* [Work required] Look through the listing below and report every line that contains "chunks".
==== Available data ====
PR #1077, opened 2026-01-17
fix: resolve memory leak in MediaRecorder event listeners

### LINKED ISSUE #1073: Bug: Event Listener Memory Leak in useMediaRecorder Hook
The `useMediaRecorder` and `useNewMediaRecorder` hooks attach event listeners to `MediaRecorder` instances using `addEventListener`, but never remove them. When recording is started multiple times, new `MediaRecorder` instances are created while old listeners remain attached to abandoned instances.

This leads to memory leaks and increasing memory usage over time.

---
## Observed Behavior

Both hooks register event listeners on `MediaRecorder` objects using `addEventListener`:

* `dataavailable`
* `stop`

These listeners are added every time recording starts. However, they are **never removed** when recording stops or when a new recorder instance is created.

As a result, listeners accumulate across multiple recording sessions.

---

## Why This Is Incorrect

Event listeners must be explicitly removed when an object is no longer needed. In this case:

* `MediaRecorder` instances are recreated on each recording session
* Old recorder instances are abandoned
* Event listeners remain attached to those instances

This prevents garbage collection and causes memory leaks.

---

## Steps to Reproduce

1. Use the audio or video recording feature in EmbeddedChat.
2. Start recording.
3. Stop recording.
4. Start recording again (a new `MediaRecorder` instance is created).
5. Repeat steps 2–4 multiple times.
6. Observe browser memory usage using developer tools.

Memory usage increases steadily due to unreleased `MediaRecorder` instances.

deepak0x:
This PR fixes a memory leak in the useMediaRecorder and useNewMediaRecorder hooks where event listeners attached to MediaRecorder instances were never removed, causing unused recorder instances to remain in memory after each recording session.

Closes #1073

## PR Test Details

**Note**: The PR will be ready for live testing at https://rocketchat.github.io/EmbeddedChat/pulls/pr-1077 after approval. Contributors are requested to replace `<pr_number>` with the actual PR number.

### DIFF
--- a/packages/react/src/hooks/useMediaRecorder.js
+++ b/packages/react/src/hooks/useMediaRecorder.js
@@ -28,19 +28,29 @@ export function useMediaRecorder({ constraints, onStop, videoRef }) {
     const stream = await getStream(constraints, true);
     chunks.current = [];
     const _recorder = new MediaRecorder(stream);
+
+    const handleDataAvailable = (event) => {
+      chunks.current.push(event.data);
+    };
+
+    const handleStop = () => {
+      onStop && onStop(chunks.current);
+      _recorder.removeEventListener('dataavailable', handleDataAvailable);
+      _recorder.removeEventListener('stop', handleStop);
+    };
+
+    _recorder.addEventListener('dataavailable', handleDataAvailable);
+    _recorder.addEventListener('stop', handleStop);
+
     _recorder.start();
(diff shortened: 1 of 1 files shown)


Spiral-Memory (approved):
LGTM

Spiral-Memory (approved):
====
* [Answer box]
     chunks.current = [];
+      chunks.current.push(event.data);
+      onStop && onStop(chunks.current);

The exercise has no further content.